Centre for Cutaneous Research, Blizard Institute of Cell and Molecular Science, Barts and the London School of Medicine and Dentistry, Queen Mary, University of London, 4 Newark St, London E1 2AT, England.
Objective: To assess the clinical outcomes of 45 cases of harlequin ichthyosis and review the underlying ABCA12 gene mutations in these patients.
Design: Multicenter, retrospective, questionnaire-based survey.
Setting: Dermatology research institute.
Participants: Patients with harlequin ichthyosis for whom we had performed ABCA12 mutation analysis.
Main Outcome Measures: Referring physicians were asked to complete a questionnaire using the patients' notes, detailing the clinical outcome of the affected child. In each case, the causative ABCA12 mutation was identified using standard polymerase chain reaction and sequencing techniques.

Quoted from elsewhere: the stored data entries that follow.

PR #99, opened 2021-02-19
Make unimplemented methods abstract in CloudEventFormatter

jskeet:
Once we've hit 2.0, we won't be able to add new abstract methods to
this class, but for the moment it's okay... and it really does make
sense for these methods to be abstract.


JoshLove-msft (approved):

jskeet:
That was rather quicker approval than expected! Thanks :)

PR #380, opened 2018-03-08
[BUGFIX] Fix Countable- and multibyte support in conditions

mneuhaus:
replaces #370


tests/Unit/Core/Parser/BooleanParserTest.php
```diff
@@ -107,15 +108,15 @@ public function getSomeEvaluationTestValues()
             ['0 || 0', false],
             ['0 || 1', true],
             ['(0 && 1) || 1', true],
-            ['(0 && 0) || 0', true],
```
ohader: That was the "critical mass" of zeros... I see... ;)

mneuhaus: yea, that was a multibyte issue that could come from typing ```(0[SPACE]&&[SPACE])[SPACE]||[ALT-SPACE]0``` that "alt+space" after the "or" creates a custom multibyte space character that the parser choked on :D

Results: Of the 45 cases, the ages of the survivors ranged from 10 months to 25 years, with an overall survival rate of 56%. Death usually occurred in the first 3 months and was attributed to sepsis and/or respiratory failure in 75% of cases. The early introduction of oral retinoids may improve survival, since 83% of those treated survived, whereas 76% who were not given retinoids died. Recurrent skin infections in infancy affected one-third of patients. Problems maintaining weight affected 44%. Three children developed an inflammatory arthritis, and developmental delay was reported in 32%. Mutation analysis revealed that 52% of survivors had compound heterozygous mutations, whereas all deaths were associated with homozygous mutations.
Conclusions: Harlequin ichthyosis should be regarded as a severe chronic disease that is not invariably fatal. With improved neonatal care and probably the early introduction of oral retinoids, the number of survivors is increasing. Compound heterozygotes appear to have a survival advantage.